[Opening DATASET RECORDS section]

PR #882, opened 2020-05-13
Fix token refresh issue for google photo importer

zhang123cnn:
Summary:
Currently google photo importer create a new google photo interface
every time it sends a http request.

If the original access token is expired, the new access token acquired
from refresh token would not be persisted across http request.

This commit is to fix the inefficiency here that we don't create a new
google photo interface every time we send a new request.

Test Plan:
Send request after access token expires then the refresh action should
only happen once for the next few requests.

### DIFF
--- a/extensions/data-transfer/portability-data-transfer-google/src/main/java/org/datatransferproject/datatransfer/google/photos/GooglePhotosImporter.java
+++ b/extensions/data-transfer/portability-data-transfer-google/src/main/java/org/datatransferproject/datatransfer/google/photos/GooglePhotosImporter.java
@@ -228,7 +228,10 @@ public class GooglePhotosImporter
 
   private synchronized GooglePhotosInterface getOrCreatePhotosInterface(
       TokensAndUrlAuthData authData) {
-    return photosInterface == null ? makePhotosInterface(authData) : photosInterface;
+    if (photosInterface == null) {
+      photosInterface = makePhotosInterface(authData);
+    }
+    return photosInterface;
   }
 
   private synchronized GooglePhotosInterface makePhotosInterface(TokensAndUrlAuthData authData) {
--- a/extensions/data-transfer/portability-data-transfer-google/src/main/java/org/datatransferproject/datatransfer/google/photos/GooglePhotosImporter.java
+++ b/extensions/data-transfer/portability-data-transfer-google/src/main/java/org/datatransferproject/datatransfer/google/photos/GooglePhotosImporter.java
@@ -23,6 +23,8 @@ import java.io.IOException;
 import java.io.InputStream;
 import java.net.HttpURLConnection;
 import java.util.Collections;
+import java.util.HashMap;
+import java.util.Map;
 import java.util.UUID;
 import org.datatransferproject.api.launcher.Monitor;
 import org.datatransferproject.datatransfer.google.common.GoogleCredentialFactory;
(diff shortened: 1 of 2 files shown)


extensions/data-transfer/portability-data-transfer-google/src/main/java/org/datatransferproject/datatransfer/google/photos/GooglePhotosImporter.java
```diff
@@ -228,7 +228,10 @@ private String getPhotoDescription(PhotoModel inputPhoto) {
 
   private synchronized GooglePhotosInterface getOrCreatePhotosInterface(
       TokensAndUrlAuthData authData) {
-    return photosInterface == null ? makePhotosInterface(authData) : photosInterface;
+    if (photosInterface == null) {
+      photosInterface = makePhotosInterface(authData);
+    }
+    return photosInterface;
```
seehamrun, line 234: So I think we only have the existing setup for testing (so that an interface doesnt get created for test purposes).

The reason we didn't do this originally is to future proof ourselves when the time came to make the worker multithreaded. Since the import/export function takes in a set of AuthData, it is expected that this can be used more than once and different auth data should be using a different client interface. 

For now, instead of storing this as a member variable, I think it is better to make it a map of jobid --> photos interfaces instead of having the single member variable.

zhang123cnn: Thanks for your comment @seehamrun 

IMHO, we can just run more workers to scale up the processing units. What would be the advantage for adopting a multithreading approach here?

I can understand if we want to do multithreading to shorten the processing time of one job. But in that case, we also don't need to have multiple photo interface per job because the auth data for one job would be the same. 

Happy to discuss

seehamrun: I agree multithreading for one job would be OK because the auth data is the same for that job. 

The concern here is for future work if we wanted to have a worker perform and process more than one job at a time. Right now we are scaling up by running more workers, but that has its downsides and at some point we will exhaust resources and not be able to scale that way. By making the export/import functionality resilient to that it allows us to go down that path. 

A safer but bigger change would be to make each importer/exporter specific to a job and provide the authentication data in the constructor. However this would require a larger design change in the startup logic and its been on our backlog for a while. With the design right now, we are assuming that these exporters/importers can be reused with different authdatas between each call.

I think the alternative of maintaining a map here is a good middle ground and can be refactored later when we do the above and prevents a potential multithreading bug that would occur if overlooked

zhang123cnn: > but that has its downsides and at some point we will exhaust resources and not be able to scale that way

Could you elaborate what resources we are worried to exhaust here? By having more workers, I can scale up horizontally by just adding more machines. I am curious about what potential downsides I am missing here.

seehamrun: Discussed offline, since the importer/exporter interface here expects that auth data will be passed in per request with potential to run more jobs in parallel, we should maintain a map instead.

In the future, we should make the importer/exporter interface job based and initialize the auth data at construction time so instances can not be reused across requests.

[Closing DATASET RECORDS section]

= ABOUT THIS TASK =
The range runs from the line with "I can understand" up to and including the line with "zhang123cnn: > but" in the listing above; please write out exactly those lines and nothing more.

= WRITTEN RESPONSE =
I can understand if we want to do multithreading to shorten the processing time of one job. But in that case, we also don't need to have multiple photo interface per job because the auth data for one job would be the same. 

Happy to discuss

seehamrun: I agree multithreading for one job would be OK because the auth data is the same for that job. 

The concern here is for future work if we wanted to have a worker perform and process more than one job at a time. Right now we are scaling up by running more workers, but that has its downsides and at some point we will exhaust resources and not be able to scale that way. By making the export/import functionality resilient to that it allows us to go down that path. 

A safer but bigger change would be to make each importer/exporter specific to a job and provide the authentication data in the constructor. However this would require a larger design change in the startup logic and its been on our backlog for a while. With the design right now, we are assuming that these exporters/importers can be reused with different authdatas between each call.

I think the alternative of maintaining a map here is a good middle ground and can be refactored later when we do the above and prevents a potential multithreading bug that would occur if overlooked

zhang123cnn: > but that has its downsides and at some point we will exhaust resources and not be able to scale that way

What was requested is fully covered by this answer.